La muerte de un hermano no se supera. Se aprende a cargar. Pero cuando, además, el otro se convierte en un extraño, la herida se ensancha, se multiplica.
Me pesa tu ausencia, Pedro. Me pesa tu silencio, mellizo. Y me pesa esta orfandad parcial que no sé cómo nombrar, desde que un día llamé a tu teléfono móvil y no me respondiste.
A veces sueño que volvemos a ser tres. Pero despierto y sólo hay dos ausencias. Una eterna. La otra, elegida. Y no sé cuál duele más. Me sucede despierto igualmente, sobre todo cuando viajo a Valverde de Júcar, paseo por el pantano, me acerco al antiguo Club Náutico y recuerdo nuestras correrías de jóvenes junto a Manolo y las amigas del verano.

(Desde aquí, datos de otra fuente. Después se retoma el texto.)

PR #991, opened 2016-05-05
[REEF-1207] REEF.NET Evaluator should print a known log line on exit

afchung:
This addressed the issue by
  * Adding constnats for the known Evaluator exit line.
  * Logging the lines on Evaluator Exit and ensuring that exits are only logged a single time.

JIRA:
  [REEF-1207](https://issues.apache.org/jira/browse/REEF-1207)

### DIFF
--- a/lang/cs/Org.Apache.REEF.Common/Runtime/Evaluator/EvaluatorExitLogger.cs
+++ b/lang/cs/Org.Apache.REEF.Common/Runtime/Evaluator/EvaluatorExitLogger.cs
@@ -1,0 +1,64 @@
+﻿// Licensed to the Apache Software Foundation (ASF) under one
+// or more contributor license agreements.  See the NOTICE file
+// distributed with this work for additional information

Éramos tres. Siempre fuimos tres. Pero entre vosotros dos, los mellizos, existía algo que yo nunca pude tocar. Ese lazo secreto, esa complicidad que se forma incluso antes de nacer, en la oscuridad del vientre. Lo entendía, lo aceptaba, a veces lo apetecía en silencio. Ahora, uno de esos hilos quedó roto. Y el otro… el otro se ha desvanecido en la distancia.
No sé si es el dolor, el miedo o el orgullo lo que te mantiene lejos. Quizá todo a la vez. No sé si huyes de nosotros, de él, de ti mismo… Solo sé que la ausencia se duplica, se multiplica en cada día sin noticias tuyas.
A veces me pregunto si tú también hablas con él en las noches largas. Si sientes su sombra en los pasillos. Si te pesa su nombre como me pesa a mí. Si aún lo sueñas.
Hoy, al recordaros, salió de mi pecho este poema, torpe y dolido, pero necesario:
Éramos tres voces,
tres risas al viento,
tres nombres tejidos
en un mismo tiempo.
Ahora el eco responde
con solo uno y medio,
la muerte llevó a uno,
el otro… el silencio.
No escribo para reclamar nada. Solo para hacerle saber al ausente, me parece que en Tarragona, que sigo aquí. Que la memoria no es un órgano insustancial, sino cauto y juicioso. Por eso me gustaría que un día, cuando puedas o te atrevas, tomes el teléfono, mandes un mensaje, lo que sea. No hace falta decir mucho. Un «¿cómo estás?» bastaría.
Y si no es ahora, o no puedes todavía, está bien. Solo quería que lo supieras. Cuídate mucho, Pedro.